§ Work required
Count up the lines below containing the word "resolveExtProcImage", and give the result with no other words.

§ Provided records
PR #2427, opened 2026-07-27
controller: trigger extproc pod rollout on injected-config drift

### LINKED ISSUE #2395: Changing `extProcExtraEnvVars` (or `GatewayConfig` env) does not trigger rollout of managed Envoy pods
**Description**:

`extProcExtraEnvVars` is applied by the pod mutating webhook (`gatewayMutator.mutatePod`), so env vars are only injected when a gateway pod is created. The drift check that decides whether to roll existing pods, `checkPodHasSideCar` (`internal/controller/gateway.go`), only compares the extproc container's image, the `-logLevel` arg, and `-mcpAddr` presence — it never inspects container env.

As a result, restarting the controller with a new `--extProcExtraEnvVars` value (or editing `GatewayConfig.spec.extProc.kubernetes.env`) has no effect on running pods. New values apply only to pods recreated for unrelated reasons, which can leave the fleet in a mixed state.

The same blind spot applies to other webhook-injected settings not covered by the check: `extProcImagePullSecrets`, `-endpointPrefixes`, `-enableRedaction`, `-maxRecvMsgSize`, header-attribute flags, and `GatewayConfig` resources/securityContext/volumeMounts.

**Repro steps**:
1. Deploy a Gateway with AIGatewayRoutes; confirm extproc sidecar is running.
2. Restart the controller with a changed `--extProcExtraEnvVars`.
3. Observe no rollout occurs and existing extproc containers keep the old env.

**Proposed fix**:

Instead of enumerating individual fields, have the webhook stamp a hash of the full injected extproc config as a pod annotation, and have the reconciler compare it against the hash of the currently-desired config (built by the same shared function), triggering the existing rollout path on mismatch. This closes the whole class of drift bugs rather than adding another special case.

**Worth considering:**
  - **Filter config content changes** stay on the existing fast path. The UUID pod-annotation trick that accelerates secret propagation without restarts. The hash mechanism is complementary, not a replacement; config-routing changes shouldn't cost you a pod rollout.
  - **One-time rollout on upgrade**: existing pods have no hash annotation, so the first controller version shipping this will roll every managed proxy once. That's arguably correct (it converges the fleet onto known state) but should be called out in release notes. If it's unacceptable, "missing annotation" can fall back to the legacy image/logLevel check for one release.
  - **Rollout-loop risk is the failure mode to guard in review**: if webhook and reconciler ever compute different hashes for identical state, you get an infinite roll. Sharing literally one function and hashing its output (not two parallel implementations) is what prevents this. A unit test asserting "mutate a pod, then recompute desired hash → equal" pins it.

Note this is a follow-on to the same drift-check that #1857 hardened: that fix addressed sidecar *presence* getting out of sync, while this issue is about sidecar config *content* drifting without triggering a rollout.

Aias00:
**Description**

The mutating webhook injects the extproc container config only at pod creation time, but the previous drift check only compared the container image, `-logLevel`, and `-mcpAddr` presence. Restarting the controller with changed extproc settings, or editing `GatewayConfig.spec.extProc.kubernetes`, could leave existing pods running stale injected config until they were recreated for some unrelated reason.

This PR computes a stable desired hash from the extproc injection inputs and writes it to the Deployment/DaemonSet pod template annotation `aigateway.envoyproxy.io/extproc-config-hash`. Kubernetes then owns the rollout whenever injected extproc config changes.

Upgrade behavior: workloads created before this annotation existed will not have the desired hash on their pod template. On the next Gateway reconcile, Deployments/DaemonSets with effective routes get the template hash annotation and Kubernetes performs one rollout to converge pods onto the current injected extproc config. After that first convergence rollout, reconciles are no-op unless the desired hash changes again.

The existing direct pod UUID annotation path remains for filter-config Secret refresh because it speeds projected-volume updates without restarting pods. Workload pod template patching is limited to cases where pod template state must change: sidecar add/remove, inconsistent pod state self-heal, or extproc config hash drift.

To avoid rollout loops from Kubernetes API shape/defaulting changes, the hash serializes an explicit digest of the inputs that affect extproc injection instead of hashing a full `corev1.Container`. The hash covers controller flags, GatewayConfig extproc settings, image pull secrets, and MCP input. It intentionally excludes secret-presence-driven `-configPath` / `-configBundlePath` args and legacy/bundle volume mounts.

Fixes #2395

- The shared builder in `internal/controller/extproc_builder.go` is the single source of truth for the injected container and the desired template hash.
- `GatewayConfig.spec.extProc.kubernetes.image` / `imageRepository` are used when checking whether an existing extproc sidecar is current.
- The reconciler uses the cached route-list path; the no-cache fallback remains only on the admission webhook path.
- Tests cover deterministic hashing, drift-relevant inputs, GatewayConfig-resolved image checks, and Deployment/DaemonSet template hash rollout behavior.

### DIFF
--- a/internal/controller/extproc_builder.go
+++ b/internal/controller/extproc_builder.go
@@ -24,8 +24,8 @@ import (
 	"github.com/envoyproxy/ai-gateway/internal/internalapi"
 )
 
-// extProcConfigHashAnnotationKey stores the webhook's extproc config hash. The
-// gateway reconciler compares it with the desired hash to detect config drift.
+// extProcConfigHashAnnotationKey stores the desired extproc config hash on
+// workload pod templates so Kubernetes rolls pods when injected config changes.
 const extProcConfigHashAnnotationKey = "aigateway.envoyproxy.io/extproc-config-hash"
 
 // extProcAdminPort is the admin port of the extproc container.
@@ -34,8 +34,8 @@ const extProcAdminPort = 1064
 // newExtProcBuilder constructs the shared extproc builder from the controller
 // options plus the runtime-resolved extProcAsSideCar flag. It is called once in
 // StartControllers; the resulting builder is shared by the mutating webhook (to
-// inject the container and stamp the config hash) and the gateway reconciler (to
-// detect drift), guaranteeing the two sides compute identical hashes.
+// inject the container) and the gateway reconciler (to compute the workload
+// template hash), guaranteeing the two sides use identical extproc config.
 func newExtProcBuilder(options *Options, extProcAsSideCar bool, logger logr.Logger) *extProcBuilder {
 	var parsedEnvVars []corev1.EnvVar
 	if options.ExtProcExtraEnvVars != "" {
--- a/internal/controller/extproc_builder.go
+++ b/internal/controller/extproc_builder.go
@@ -8,7 +8,7 @@ package controller
 import (
 	"crypto/sha256"
 	"encoding/hex"
-	stdjson "encoding/json" //nolint: depguard // determinism is required: the hash must be byte-identical across the webhook and reconciler, and sonic's Marshal does not guarantee stable field order, which would risk an infinite rollout loop.
+	stdjson "encoding/json" //nolint: depguard // the webhook and reconciler need byte-stable hashing; sonic does not guarantee stable field order.
 	"fmt"
 	"path/filepath"
 	"strconv"
@@ -24,12 +24,8 @@ import (
 	"github.com/envoyproxy/ai-gateway/internal/internalapi"
 )
 
-// extProcConfigHashAnnotationKey is stamped on each gateway pod by the mutating
-// webhook with a hash of the injected extproc container config. The gateway
-// reconciler recomputes the desired hash with the same builder and compares it
-// against this annotation to detect config drift (e.g. a changed
-// --extProcExtraEnvVars flag) and trigger a rollout. The controller only reads
-// this annotation; it never writes it, so a stale hash can never be persisted.
+// extProcConfigHashAnnotationKey stores the webhook's extproc config hash. The
+// gateway reconciler compares it with the desired hash to detect config drift.
 const extProcConfigHashAnnotationKey = "aigateway.envoyproxy.io/extproc-config-hash"
 
 // extProcAdminPort is the admin port of the extproc container.
@@ -81,17 +77,8 @@ func newExtProcBuilder(options *Options, extProcAsSideCar bool, logger logr.Logg
 	}
 }
 
-// extProcBuilder holds the controller-global extproc configuration and is the
-// single source of truth for the injected extproc container. It is constructed
-// once in StartControllers from Options and shared by the mutating webhook
-// (to inject the container and stamp the config hash) and the gateway reconciler
-// (to detect drift and trigger a rollout).
-//
-// Sharing one builder plus one build function is what prevents rollout loops:
-// both sides hash the output of the *same* function rather than maintaining two
-// parallel representations of the drift signal. If the webhook and reconciler
-// ever computed different hashes for identical state, the deployment would roll
-// forever — this structure makes that impossible by construction.
+// extProcBuilder holds the controller-global extproc configuration used by both
+// the mutating webhook and the gateway reconciler.
 type extProcBuilder struct {
 	image           string
 	imagePullPolicy corev1.PullPolicy
@@ -118,9 +105,7 @@ type extProcBuilder struct {
 	mcpFallbackSessionEncryptionIterations int
 }
 
-// extProcContainerInput is the per-gateway input the shared builder needs to
-// produce the extproc container. Everything not in this struct is global and
-// lives on the builder itself.
+// extProcContainerInput is the per-gateway input for extproc injection.
 type extProcContainerInput struct {
 	// gatewayConfig is the GatewayConfig referenced by the Gateway (nil if none).
 	gatewayConfig *aigv1b1.GatewayConfig
@@ -129,20 +114,14 @@ type extProcContainerInput struct {
 	needMCP bool
 }
 
-// buildExtProcContainer builds the extproc container *minus* the secret-presence-
-// driven parts: the -configPath / -configBundlePath args and the legacy/bundle
-// volumeMounts. Those depend on which filter-config secrets happen to exist at
-// pod-creation time, not on controller config, so they are excluded from the
-// drift signal (the UUID-annotation fast path handles filter-config content
-// updates). The mutating webhook adds them after this function returns; the
-// reconciler never adds them — it only hashes this base container.
+// buildExtProcContainer builds the extproc container without secret-presence
+// config args or mounts; those are handled by the webhook at pod creation time.
 func (b *extProcBuilder) buildExtProcContainer(input extProcContainerInput) corev1.Container {
 	var (
 		extProcSpec       *aigv1b1.GatewayConfigExtProc
 		kubernetesExtProc *egv1a1.KubernetesContainerSpec
 	)
-	if input.gatewayConfig != nil && input.gatewayConfig.Spec.ExtProc != nil {
-		extProcSpec = input.gatewayConfig.Spec.ExtProc
+	if extProcSpec = extProcSpecFromInput(input); extProcSpec != nil {
 		if extProcSpec.Kubernetes != nil {
 			kubernetesExtProc = extProcSpec.Kubernetes
 		}
@@ -155,7 +134,7 @@ func (b *extProcBuilder) buildExtProcContainer(input extProcContainerInput) core
 	}
 
 	envVars := b.mergeEnvVars(input.gatewayConfig)
-	image := b.resolveExtProcImage(extProcSpec)
+	image := b.extProcImage(input)
 
 	udsMountPath := filepath.Dir(b.udsPath)
 	securityContext := &corev1.SecurityContext{
@@ -221,39 +200,71 @@ func (b *extProcBuilder) buildExtProcContainer(input extProcContainerInput) core
 	return container
 }
 
-// extProcConfigDigest is the canonical representation of everything the webhook
-// injects that is drift-relevant: the extproc container (minus the secret-
-// presence-driven config-routing args/mounts, which buildExtProcContainer already
-// omits) plus the pod-spec-level imagePullSecrets, which are not part of the
-// container but are injected by the webhook and must also drift-trigger a rollout.
-// Hashing this struct — built by one shared function — is the drift signal both
-// the webhook and reconciler use.
+// extProcConfigDigest contains the config inputs that affect extproc injection.
+// It intentionally avoids hashing the full Kubernetes Container API object.
 type extProcConfigDigest struct {
-	Container        corev1.Container
-	ImagePullSecrets []corev1.LocalObjectReference
+	Image                                  string
+	ImagePullPolicy                        corev1.PullPolicy
+	LogLevel                               string
+	EnableRedaction                        bool
+	UDSPath                                string
+	RequestHeaderAttributes                *string
+	SpanRequestHeaderAttributes            *string
+	MetricsRequestHeaderAttributes         *string
+	LogRequestHeaderAttributes             *string
+	RootPrefix                             string
+	EndpointPrefixes                       string
+	ExtraEnvVars                           []corev1.EnvVar
+	ImagePullSecrets                       []corev1.LocalObjectReference
+	MaxRecvMsgSize                         int
+	ExtProcAsSideCar                       bool
+	MCPSessionEncryptionSeed               string
+	MCPSessionEncryptionIterations         int
+	MCPFallbackSessionEncryptionSeed       string
+	MCPFallbackSessionEncryptionIterations int
+	NeedMCP                                bool
+	GatewayConfigExtProc                   *aigv1b1.GatewayConfigExtProc
 }
 
-// extProcContainerHash returns a stable hex hash of the extproc config the
-// webhook injects for the given input. Both the webhook and the reconciler call
-// this with the same builder + input, so identical state yields identical
-// hashes. It is over the SAME object the builder injects (the container from
-// buildExtProcContainer plus pod-spec-level imagePullSecrets), so the drift
-// signal can never diverge from the injected config.
+// extProcContainerHash returns a stable hash of the extproc injection inputs.
 func (b *extProcBuilder) extProcContainerHash(input extProcContainerInput) string {
 	digest := extProcConfigDigest{
-		Container:        b.buildExtProcContainer(input),
-		ImagePullSecrets: b.imagePullSecrets,
+		Image:                                  b.extProcImage(input),
+		ImagePullPolicy:                        b.imagePullPolicy,
+		LogLevel:                               b.logLevel,
+		EnableRedaction:                        b.enableRedaction,
+		UDSPath:                                b.udsPath,
+		RequestHeaderAttributes:                b.requestHeaderAttributes,
+		SpanRequestHeaderAttributes:            b.spanRequestHeaderAttributes,
+		MetricsRequestHeaderAttributes:         b.metricsRequestHeaderAttributes,
+		LogRequestHeaderAttributes:             b.logRequestHeaderAttributes,
+		RootPrefix:                             b.rootPrefix,
+		EndpointPrefixes:                       b.endpointPrefixes,
+		ExtraEnvVars:                           b.extraEnvVars,
+		ImagePullSecrets:                       b.imagePullSecrets,
+		MaxRecvMsgSize:                         b.maxRecvMsgSize,
+		ExtProcAsSideCar:                       b.extProcAsSideCar,
+		MCPSessionEncryptionSeed:               b.mcpSessionEncryptionSeed,
+		MCPSessionEncryptionIterations:         b.mcpSessionEncryptionIterations,
+		MCPFallbackSessionEncryptionSeed:       b.mcpFallbackSessionEncryptionSeed,
+		MCPFallbackSessionEncryptionIterations: b.mcpFallbackSessionEncryptionIterations,
+		NeedMCP:                                input.needMCP,
+		GatewayConfigExtProc:                   extProcSpecFromInput(input),
 	}
-	// stdjson.Marshal of a struct is deterministic (fields in declaration
-	// order; map keys sorted). Since the builder always produces the same
-	// object for the same input, the bytes — and therefore the hash — are
-	// stable. stdlib json is used (not internal/json/sonic) because sonic
-	// does not guarantee stable field order, which would risk rollout loops.
-	// corev1.Container is a plain serializable struct, so Marshal cannot
-	// fail here; the error is ignored accordingly.
-	marshaled, _ := stdjson.Marshal(digest) // corev1.Container is serializable; see comment above
+	marshaled, _ := stdjson.Marshal(digest)
 	sum := sha256.Sum256(marshaled)
 	return hex.EncodeToString(sum[:])
+}
+
+func extProcSpecFromInput(input extProcContainerInput) *aigv1b1.GatewayConfigExtProc {
+	if input.gatewayConfig == nil {
+		return nil
+	}
+	return input.gatewayConfig.Spec.ExtProc
+}
+
+func (b *extProcBuilder) extProcImage(input extProcContainerInput) string {
+	return b.resolveExtProcImage(extProcSpecFromInput(input))
 }
 
 // buildExtProcBaseArgs builds the command line arguments for the extproc
--- a/internal/controller/extproc_builder.go
+++ b/internal/controller/extproc_builder.go
@@ -1,0 +1,381 @@
+// Copyright Envoy AI Gateway Authors
+// SPDX-License-Identifier: Apache-2.0
+// The full text of the Apache license is available in the LICENSE file at
+// the root of the repo.
+
+package controller
+
+import (
+	"crypto/sha256"
+	"encoding/hex"
+	stdjson "encoding/json" //nolint: depguard // determinism is required: the hash must be byte-identical across the webhook and reconciler, and sonic's Marshal does not guarantee stable field order, which would risk an infinite rollout loop.
+	"fmt"
+	"path/filepath"
+	"strconv"
+	"strings"
+
+	egv1a1 "github.com/envoyproxy/gateway/api/v1alpha1"
+	"github.com/go-logr/logr"
+	corev1 "k8s.io/api/core/v1"
+	"k8s.io/apimachinery/pkg/util/intstr"
+	"k8s.io/utils/ptr"
+
+	aigv1b1 "github.com/envoyproxy/ai-gateway/api/v1beta1"
+	"github.com/envoyproxy/ai-gateway/internal/internalapi"
+)
+
+// extProcConfigHashAnnotationKey is stamped on each gateway pod by the mutating
+// webhook with a hash of the injected extproc container config. The gateway
+// reconciler recomputes the desired hash with the same builder and compares it
+// against this annotation to detect config drift (e.g. a changed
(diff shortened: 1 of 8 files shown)


nacx:
@kanurag94 can you take a look?

internal/controller/gateway.go
```diff
@@ -1058,20 +1063,36 @@ func (c *GatewayController) getBSPForInferencePool(ctx context.Context, namespac
...
+// annotation, and any subsequent config drift is then detected.
+func (c *GatewayController) checkPodHasSideCar(pod *corev1.Pod, needMCP bool, desiredHash string) (hasSideCar, needsRollout bool) {
 	podSpec := pod.Spec
-	hasSideCar := false
 
 	if c.extProcAsSideCar {
 		for i := range podSpec.InitContainers {
 			// If there's an extproc sidecar container with the current target image, we don't need to roll out the deployment.
-			if podSpec.InitContainers[i].Name == extProcContainerName && podSpec.InitContainers[i].Image == c.extProcImage {
+			if podSpec.InitContainers[i].Name == extProcContainerName && podSpec.InitContainers[i].Image == c.image {
```
kanurag94: since this PR already does `resolveExtProcImage`, we can fix this and instead of using the global extproc image, use the one from gatewayConfig `GatewayConfig.spec.extProc.kubernetes.image`

internal/controller/extproc_builder_test.go
```diff
@@ -0,0 +1,284 @@
...
+		{name: "with gateway config", input: extProcContainerInput{gatewayConfig: testGatewayConfig}},
+	} {
+		t.Run(tc.name, func(t *testing.T) {
+			h1 := b.extProcContainerHash(tc.input)
+			h2 := b.extProcContainerHash(tc.input)
+			require.NotEmpty(t, h1)
+			require.Equal(t, h1, h2, "hash must be stable across recomputes")
+		})
+	}
+}
```
kanurag94, line 65: I think this test will be more useful if it really mutates a pod against a fake client and validates it. Currently it just is a UT to check hash calculation

internal/controller/gateway.go
kanurag94: I think it differs from `gateway_mutator.go`. This only uses the cached index while webhook uses the fallback. There can be a small window where cache is not updated.

internal/controller/extproc_builder.go
```diff
@@ -0,0 +1,381 @@
...
+
+// extProcContainerHash returns a stable hex hash of the extproc config the
+// webhook injects for the given input. Both the webhook and the reconciler call
+// this with the same builder + input, so identical state yields identical
+// hashes. It is over the SAME object the builder injects (the container from
+// buildExtProcContainer plus pod-spec-level imagePullSecrets), so the drift
+// signal can never diverge from the injected config.
+func (b *extProcBuilder) extProcContainerHash(input extProcContainerInput) string {
+	digest := extProcConfigDigest{
+		Container:        b.buildExtProcContainer(input),
```
kanurag94: What happens when k8s api changes for some reason? This rolls out all the pods. Maybe we could hash the actual inputs. WDYT?

internal/controller/gateway.go
Aias00: Fixed in 17673eed. The Gateway reconciler now gets mgr.GetAPIReader() and uses the same cache-index + no-cache fallback route lookup as the mutating webhook for both AIGatewayRoute and MCPRoute. Added controller tests for the cache-empty/API-reader-has-route window.

Verified with:
- go test ./internal/controller -run 'TestGatewayController_listAIGatewayRoutesForGateway_NoCacheReaderFallback|TestGatewayController_listMCPRoutesForGateway_NoCacheReaderFallback|TestGatewayMutator_listAIGatewayRoutesForGateway_NoCacheReaderFallback|TestGatewayMutator_listMCPRoutesForGateway_NoCacheReaderFallback|TestGatewayController_annotateGatewayPods_ConfigHashDrift'
- go test ./internal/controller

kanurag94 (commented):
This is close, but we need to ensure this doesn't break anything. The comments are too verbose right now. If possible, can we make them just `what and why`.

Alternative to the approach in this PR, wdyt about just patching pod annotations through deployment so kubernetes takes care of rollout itself?

internal/controller/extproc_builder_test.go
Aias00: Addressed in f3e96d21. Added GatewayController coverage that creates pods and deployments in the fake Kubernetes client, runs the rollout path, and validates the deployment template annotation is patched when the extproc config hash drifts.

The smaller hash unit test remains to pin deterministic hash behavior.

internal/controller/gateway.go
Aias00: Fixed in 6284456e. The Gateway reconciler now resolves the desired extproc image from the same extProcContainerInput used for hashing, so GatewayConfig.spec.extProc.kubernetes.image / imageRepository are honored when checking whether the existing sidecar is current.

Added regression coverage for the GatewayConfig-resolved image path.

internal/controller/extproc_builder.go
Aias00: Fixed in 6284456e. The drift hash now serializes an explicit extProcConfigDigest of the inputs that affect extproc injection instead of serializing the full corev1.Container object. That keeps Kubernetes Container API shape/defaulting changes from changing the rollout signal, while controller flags, GatewayConfig extproc settings, image pull secrets, and MCP input still move the hash.

Verified with go test ./internal/controller.

Aias00:
Addressed the review summary in 6284456e: comments are trimmed to what/why, the hash no longer serializes the full Kubernetes Container API object, and GatewayConfig-resolved extproc images are used when checking existing sidecars.

On rollout behavior: I kept direct pod annotation patching for ordinary filter-config Secret updates because it speeds projected-volume refresh without restarting pods. Deployment/DaemonSet template patching is still limited to cases where the pod template must change: missing sidecar, sidecar removal, inconsistent pod state, or extproc config drift.

Verified with go test ./internal/controller.

internal/controller/gateway.go
```diff
@@ -1058,29 +1060,31 @@ func (c *GatewayController) getBSPForInferencePool(ctx context.Context, namespac
...
-func (c *GatewayController) checkPodHasSideCar(pod *corev1.Pod, needMCP bool) bool {
+// checkPodHasSideCar checks the extproc container against the controller-global
+// image. It is kept for tests and legacy callers without GatewayConfig input.
+func (c *GatewayController) checkPodHasSideCar(pod *corev1.Pod, needMCP bool, desiredHash string) (hasSideCar, needsRollout bool) {
+	return c.checkPodHasSideCarWithImage(pod, needMCP, c.image, desiredHash)
+}
+
+// checkPodHasSideCarWithImage returns whether the extproc container is current,
+// and whether a stamped config hash mismatch requires a rollout.
+func (c *GatewayController) checkPodHasSideCarWithImage(pod *corev1.Pod, needMCP bool, desiredImage, desiredHash string) (hasSideCar, needsRollout bool) {
```
kanurag94: This is unnecessary duplicated I think. Is there a reason for it?

internal/controller/gateway.go
```diff
@@ -1164,38 +1169,54 @@ func (c *GatewayController) annotateGatewayPods(ctx context.Context,
 	uuid string,
 	hasEffectiveRoute bool,
 	needMCP bool,
+	desiredHash string,
+) (ctrl.Result, error) {
+	return c.annotateGatewayPodsWithDesiredImage(ctx, pods, deployments, daemonSets, uuid, hasEffectiveRoute, needMCP, c.image, desiredHash)
+}
+
+func (c *GatewayController) annotateGatewayPodsWithDesiredImage(ctx context.Context,
+	pods []corev1.Pod,
```
kanurag94, line 1139: Again, this is duplicated

internal/controller/gateway.go
```diff
@@ -46,43 +46,52 @@ const (
...
-	extProcImage string, extProcLogLevel string, standAlone bool, uuidFn func() string, extProcAsSideCar bool,
+	standAlone bool, uuidFn func() string, options *Options, extProcAsSideCar bool,
+) *GatewayController {
+	return NewGatewayControllerWithAPIReader(client, nil, kube, logger, envoyGatewayNamespace, standAlone, uuidFn, options, extProcAsSideCar)
+}
+
+func NewGatewayControllerWithAPIReader(
+	client client.Client, noCacheReader client.Reader, kube kubernetes.Interface, logger logr.Logger, envoyGatewayNamespace string,
+	standAlone bool, uuidFn func() string, options *Options, extProcAsSideCar bool,
 ) *GatewayController {
```
kanurag94, line 55: this seems unnecessary, and just passes nil

internal/controller/gateway_mutator.go
```diff
@@ -265,41 +141,57 @@ func ParseImagePullSecrets(s string) ([]corev1.LocalObjectReference, error) {
...
-	if g.noCacheReader == nil {
+	if noCacheReader == nil {
 		return routes, cacheErr
 	}
 	// noCacheReader doesn't have access to cache indexes, so list then filter.
 	var all aigv1b1.AIGatewayRouteList
-	if err := g.noCacheReader.List(ctx, &all); err != nil {
+	if err := noCacheReader.List(ctx, &all); err != nil {
 		return routes, fmt.Errorf("failed to list routes: %w", err)
 	}
```
kanurag94, line 166: I think it's fine to not have noCache reader here. Reconcile can be hit multiple times and it may make listing without cache too expensive. But the current callers are fine.
Eventual consistency should be okay here so we can avoid it as well.

internal/controller/extproc_builder_test.go
kanurag94: I couldn't find the change. Can you please point me? 
We need something to mutate the pod and calculate hash

internal/controller/gateway.go
```diff
@@ -1116,7 +1117,15 @@ func (c *GatewayController) checkPodHasSideCar(pod *corev1.Pod, needMCP bool) bo
 		}
 	}
 
-	return hasSideCar
+	if hasSideCar {
+		if stamped := pod.Annotations[extProcConfigHashAnnotationKey]; stamped != "" && stamped != desiredHash {
+			needsRollout = true
+			c.logger.Info("extproc config hash mismatch, triggering rollout",
```
kanurag94: Can you please add stamped and desiredHash here?
If these two ever disagree permanently, this rollout repeats forever with a fresh UUID each time, and this log line is the only signal.
A  counter metric would be even better

internal/controller/gateway_test.go
```diff
@@ -1837,6 +1934,253 @@ func TestGatewayController_annotateGatewayPods(t *testing.T) {
...
+	})
+
+	t.Run("sidecar mode: logLevel mismatch triggers rollout", func(t *testing.T) {
+		c := newTestGatewayController(fakeClient, kube, ctrl.Log, egNamespace, image, logLevel, false, nil, true)
+		pod := &corev1.Pod{Spec: corev1.PodSpec{InitContainers: []corev1.Container{extProcContainer("-logLevel", "debug")}}}
+		hasSideCar, _ := c.checkPodHasSideCar(pod, false, "")
+		require.False(t, hasSideCar, "logLevel mismatch must clear hasSideCar")
+	})
+
+	t.Run("sidecar mode: uses GatewayConfig resolved image", func(t *testing.T) {
```
kanurag94, line 1988: This passes desiredImage in by hand, so it tests checkPodHasSideCarWithImage but not the wiring that produces the image. We should test `c.extProcImage(input)` here

internal/controller/gateway.go
```diff
@@ -1116,7 +1117,15 @@ func (c *GatewayController) checkPodHasSideCar(pod *corev1.Pod, needMCP bool) bo
 		}
 	}
 
-	return hasSideCar
+	if hasSideCar {
+		if stamped := pod.Annotations[extProcConfigHashAnnotationKey]; stamped != "" && stamped != desiredHash {
```
kanurag94: The stamped != "" check is the decision that a pod with no annotation is never rolled by the hash.
It means an operator who upgrades and then changes a flag sees nothing happen until something else recreates the pods.
Could we add the comment that was previously there?

internal/controller/gateway.go
```diff
@@ -1213,11 +1234,6 @@ func (c *GatewayController) annotateGatewayPods(ctx context.Context,
 		}
 	}
 
-	// We annotate the deployments and daemonsets under three scenarios:
-	// 1. If there's an effective route but no sidecar container, we need to add the sidecar container.
-	// 2. If there's no effective route but has sidecar container,
-	//    we need to roll out the deployment to trigger the mutation webhook to remove the sidecar container.
-	// 3. If pods are inconsistent even when rollout isn't in progress, force rollout to self-heal.
```
kanurag94, line 1220: Can we keep this explanation please?

kanurag94:
> Addressed the review summary in [6284456](https://github.com/envoyproxy/ai-gateway/commit/6284456ebe5c2ad379ffa4a2d69890fb4c0670c1): comments are trimmed to what/why, the hash no longer serializes the full Kubernetes Container API object, and GatewayConfig-resolved extproc images are used when checking existing sidecars.
> 
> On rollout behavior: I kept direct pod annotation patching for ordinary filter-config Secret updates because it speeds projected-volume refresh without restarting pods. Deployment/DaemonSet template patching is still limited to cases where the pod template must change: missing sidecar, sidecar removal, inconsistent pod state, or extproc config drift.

§ Response to the task
3